I didnt take any spg readings


----------



## knadai (Jun 24, 2007)

What is the total volume?

Pitched on the first, today is the ninth. Maybe it took off and finished while your weren't looking?

Take a hydro reading and get back to us. Taste the hydro sample too.


----------



## Aspera (Aug 1, 2005)

You either got a bad batch of yeast, a cold room, or else the batch is tainted with an antimicrobial (possibly from a carboy). In many of the above cases, you may be out of luck but it won't hurt to proof some dry yeast and repitch.


----------



## spunky (Nov 14, 2006)

*stuck batch*

Well, I sampled the stuck batch and it is still wort. I have allready repitched with more ale yeast 4 days ago , still no CO2 escaping the air lock ???


----------



## Ben Brewcat (Oct 27, 2004)

Some questions will help us pin it down.
What is the temp of the wort?
Is it in a carboy or a plastic fermenter?


----------



## spunky (Nov 14, 2006)

*temp*

Room temp which now in my house is 65-72 degrees

Plastic 6 gallon fermenter


----------



## Ben Brewcat (Oct 27, 2004)

That temp should be OK. Do you have a hydrometer?


----------



## spunky (Nov 14, 2006)

*no*

Errr , well I did but I cant find it.



This is the first time I have used the 20 minute boil kit, and me thinks this will be the last.


----------



## Ben Brewcat (Oct 27, 2004)

Press on the lid gently, and see if the airlock bubbles. Often with the plastic fermenters the seal is imperfect and the ferment runs to completion with nary a bubble. Though if it still tastes worty we'd have to look further, but the best next step is a hydro reading.

Otherwise, get some more yeast, fresh from a good source. If it's dry yeast, they'll usually have a date on the crimp. Rehydrate in lukewarm water for 10 mins before pitching into the wort. If that doesn't take off you're hosed .


----------



## spunky (Nov 14, 2006)

*gone*

Well, this batch is lost . 30$ sheckles down the tubes.


----------



## Ben Brewcat (Oct 27, 2004)

Bummer, sorry to hear it. That's really ususual!

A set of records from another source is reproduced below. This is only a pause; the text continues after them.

PR #1346, opened 2018-08-10
Fix running insights-client --support

Glutexo:
InsightsSupport and InsightsConnection classes’ constructors require passing an InsightsConfig instance. This wasn’t happening; fixed. Running `insights-client --support` doesn’t fail with an error any more and the support data is collected and printed.

~~Marked as _WIP_, since this is a hotfix without test. I‘m going to include some tests for that.~~

Related to #904, fixes a bug reported by @YakovLittle in https://github.com/RedHatInsights/insights-core/issues/904#issuecomment-411769183.


Glutexo:
Removed _WIP_, added some unit tests:

Not testing _InsightsSupport_ internals, that would be out of the scope of this fix. Assuming we trust it for now.

The tests are checking whether _InsightsSupport_ and _InsightsConnection_ are instantiated with _InsightsConfig_ when running the support collection. They also check whether the collection actually happens and that it replaces regular data collection.

Glutexo:
Oh, I got so excited that I forgot to run `flake8`. Fixed.

I aggree that having more tests for the `--support` would be good. I decided to put only those two, because covering the whole support data collection is a big bite and over the scope of a simple fix. That would require writing not only a solid foundation of unit tests, but some higher-level tests checking the whole story too.

I’m still not very satisfied with how the unit tests I write actually look like. But I believe that a significant part comes from the fact that they’re covering an otherwise untested (and thus untrusted) piece of code. As the code will be getting better, so will hopefully do the tests.

kylape:
I'm interested in what you are specifically unsatisfied with in your unit tests.  

Also, I agree that more comprehensive unit tests is beyond the scope of this change.

Glutexo:
Mostly I don't like the excessive mocking/patching that is often necessary to remove all side-effects of running the code. It makes the tests less readable and often requires introducing helper methods. Those are signs that the routines mix more responsibilities and do too much stuff at once, so it’s not necessarily the tests’ fault.

I am also a little afraid whether the unit tests aren’t too brittle. Like [here](https://github.com/RedHatInsights/insights-core/pull/1346/files#diff-001761a1a0e097d4f38dbeb7a55f24e7R17) verifying that a “private” method gets called – it makes sense, because the method does important stuff and established the connection which is what we are testing – on the other hand the test will break with a first refactoring of the _InsightsSupport_ class.

But still I thing we are on the right track, moving from _nothing_ to _at least something_.

kylape:
Yeah the tests are brittle, but right now it just makes sure the code can just _execute_.  So I'm basically agreeing with all your points :)

PR #1348, opened 2018-08-10
Remove check for commit on build_client_egg

dLobatog:
If we are making changes on the insights-client repo itself,
unfortunately we cannot build the package because this script is
checking for changes in the insights-core repo - and we may have done
none.

It's also quite inconvenient when you're testing changes to
insights-client locally.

It's a rare wort that yeast can't be coaxed into at least trying.


----------



## spunky (Nov 14, 2006)

*wort*

Ben you were right ; it was a really slow ferment and was leaking out around the top. I tasted the wort yesterday and it is porter beer for sure. I bottled in my new 1 liter size grolsch style bottles, nice. Guess it is time to replace my primary fermenter after 12 plus years


----------



## mattoleriver (Sep 20, 2003)

>Guess it is time to replace my primary fermenter after 12 plus years

No need to replace the fermenter, just be aware that it is not airtight and counting bubbles is not a reliable method of determining fermentation. One of my fermenters just won't seal and I have never had a problem with it. Some brewers (successfully) don't use any lid on their primary fermenters at all---completely open! I'm not ready to go that far so I won't suggest it to others.
George


----------



## Ben Brewcat (Oct 27, 2004)

Hooray! George is right. Or you could get a gasket for it. Though plastic really does benefit from occasional replacement (or rather the mead benefits from it )


----------